A Query Optimization Method Utilizing Large Language Models
Zhiming Yao, Haoyang Li, Jing Zhang, Cuiping Li, Hong Chen
TL;DR
This work tackles the challenge of efficient query optimization in DBMS by replacing the traditional search and cost-model components with two fine-tuned LLMs. The LLMOpt framework introduces $LLM^{G}$ for generating plan candidates and $LLM^{S}$ for global, list-wise plan selection, trained offline on database statistics and execution results. Across JOB, JOB-EXT, and Stack benchmarks, both LLMOpt(G) and LLMOpt(S) outperform PostgreSQL, BAO, and HybridQO, with $LLM^S$ delivering the best practical end-to-end latency.

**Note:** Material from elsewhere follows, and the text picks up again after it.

Issue #2278, opened 2025-04-07
[bug] `<rh-jump-links>` design fixes


marionnegp:
### Describe the bug

- [ ] In hover and focus states, the text should use `--rh-color-text-primary`.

The findings suggest that LLMs, when properly fine-tuned with domain data, can provide robust, scalable, and efficient query optimization, with potential for further acceleration and improved integration in real systems.
Abstract
Query optimization is a critical task in database systems, focused on determining the most efficient way to execute a query from an enormous set of possible strategies. Traditional approaches rely on heuristic search methods and cost predictions, but these often struggle with the complexity of the search space and inaccuracies in performance estimation, leading to suboptimal plan choices. This paper presents LLMOpt, a novel framework that leverages Large Language Models (LLMs) to address these challenges through two innovative components: (1) LLM for Plan Candidate Generation (LLMOpt(G)), which eliminates heuristic search by utilizing the reasoning abilities of LLMs to directly generate high-quality query plans, and (2) LLM for Plan Candidate Selection (LLMOpt(S)), a list-wise cost model that compares candidates globally to enhance selection accuracy. To adapt LLMs for query optimization, we propose fine-tuning pre-trained models using optimization data collected offline. Experimental results on the JOB, JOB-EXT, and Stack benchmarks show that LLMOpt(G) and LLMOpt(S) outperform state-of-the-art methods, including PostgreSQL, BAO, and HybridQO. Notably, LLMOpt(S) achieves the best practical performance, striking a balance between plan quality and inference efficiency.